▶ WHAT IS EXPECTED: Tally how many lines in the data below include "further", then please reply with only that figure.

PROVIDED INFORMATION Block Start

PR #261, opened 2016-10-03
Added a way to intentionally propagate exceptions through CallbackException

ndry:
Added a way to intentionally propagate exceptions through CallbackException. It gets lost otherwise; and there is no option to disable custom RabbitMQ.Client's exception handling.

### DIFF
--- a/projects/client/RabbitMQ.Client/src/client/impl/ModelBase.cs
+++ b/projects/client/RabbitMQ.Client/src/client/impl/ModelBase.cs
@@ -579,8 +579,11 @@ namespace RabbitMQ.Client.Impl
                     {
                         h(this, args);
                     }
-                    catch
+                    catch (Exception e)
                     {
+                        if (Object.ReferenceEquals(e, args.Exception)) {
+                            throw; // Exception was intentionally rethrown in callback -- propagate it further
+                        }
                         // Exception in
                         // Callback-exception-handler. That was the
                         // app's last chance. Swallow the exception.


michaelklishin:
If you look at a comment below the lines changed, ignoring exceptions in exception handlers was intentional.

ndry:
I saw that comment and if you look in my comment, you'll see that propagation is intentional too. Maybe I just do not understand the reason to break default .net exception flow, but leaving an option to keep it working would be nice.

michaelklishin:
Again, I believe

```
// Exception in
// Callback-exception-handler. That was the		                          
// app's last chance. Swallow the exception.
```

kind of explains what the idea is. We don't want to introduce exception handlers for exception handlers. I'm not convinced that this is an improvement. If someone isn't sure about the reliability of their own exception handlers perhaps catching and handling exceptions there and then isn't too much to ask for.

@kjnilsson WDYT? This is technically a breaking change and bumping the version to `4.2.0` because of this also seems a bit much to me.

kjnilsson:
I am not sure what is achieved by deliberately re-throwing the exception in the handler. @ndry could you explain how you would make use of this in your application code?

ndry:
I want my application to crash on an exception and do not look like things are still going great when something went wrong. And I cannot do that, because RabbitMQ.Client silently consumes all my exceptions. 

Using a hack I proposed I can rethrow it in exception callback to tell your invoker that I am intentionally propagating further throwing. Then I am (for example) going to catch that exception by AppDomain.UnhandledException handler, log it -- and crash noisily.

 I found no other way to propagate an exception by now. Can you suggest any? Maybe, I am missing something.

PROVIDED INFORMATION Block End

▶ COMPLETED EXERCISE: 2